I sacrifice another chicken and use the rest of the potatoes to make a stew they can take upstairs, and while it’s boiling, I try to comb the fleas from Max’s hair. I’m not sure I’m doing any good, but the combing makes him relax. His hair is so long. And his beard, too. I should cut his hair, but I know I’d ruin it. It runs black through my fingers.
“We’re a mess, aren’t we, Fusia?” he says with his eyes closed.
We’re alive, I think.
I give him the baking soda while Siunek takes the soup. “Scatter some on the floor. Use the rest of it on their skin,” I say. He nods.
I want to cry when he climbs so slowly up the ladder.

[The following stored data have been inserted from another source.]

PR #10, opened 2016-02-16
Docs

edunham:
The README stuff could be wrong, but it details the steps I've taken so far to get http://54.176.36.178 looking like http://ncameron.org/perf-rustc/

### DIFF
--- a/README.md
+++ b/README.md
@@ -1,10 +1,12 @@
 rustc-perf
 ----------
 
-This is the website for Rust compiler performance monitoring. 
+This is the website for Rust compiler performance monitoring. The website
+contains a backend to process the raw data and expose it to the frontend,
+which displays graphs to the user.
 
-https://github.com/nrc/benchmarks contains the raw data from which rustc-perf
-pulls. 
+https://github.com/nrc/rustc-timing contains the raw data from which rustc-perf
+pulls.
 
 https://github.com/nrc/benchmarks runs elsewhere and performs the tests whose
 results rustc-perf displays, then pushes them to the benchmarks repo.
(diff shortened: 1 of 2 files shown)


README.md
```diff
@@ -0,0 +1,42 @@
+rustc-perf
+----------
+
+This is the website for Rust compiler performance monitoring. 
+
+https://github.com/nrc/benchmarks contains the raw data from which rustc-perf
```
nrc: SHoudl be https://github.com/nrc/rustc-timing

README.md
```diff
@@ -0,0 +1,42 @@
...
+
+```
+sudo apt-get install npm apache2 nodejs
+git clone https://github.com/nrc/rustc-perf.git /var/www/html/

But he’s left me a present beside the sugar tin, where the picture of an SS officer once sat. It’s a piece of paper with a simple pen drawing. Of me. “Fusia,” it says, my hair tumbling on either side of my face, and Helena is labeled, too, smiling by my side. But instead of arms, Max has drawn Helena and me with angel wings, spreading from one end of the paper to the other, and under our wings are thirteen faces. Max, Dr. Schillinger, Dziusia. Siunek and Old Hirsch. Malwina Bessermann with Cesia and Janek. Monek and Sala, Henek and Danuta, and Jan Dorlich.
I touch the one labeled Max, and when I hear Ilse’s voice outside the door, I hurry to my bedroom, and tuck it safe underneath the mattress. With everything else.
The next day, on my break, Januka tells a story about a woman on the other side of Przemyśl, across the San, who was hiding Jews in an attic. Her husband had rigged up a system, an extra pipe that ran down the side of the house, where the people in the attic could take care of … you know, only the pipe leaked, and the lady downstairs kept having horrible dirty windows. So the husband of the lady downstairs looked at the pipe, realized it shouldn’t be there and what it meant, and called the Gestapo. And they found four Jews and shot them, right there in the yard, and then they shot the woman who was hiding them, her husband, and her two children. The man downstairs felt so bad he went inside and shot himself, too, and now his wife has gone crazy with the grief of it.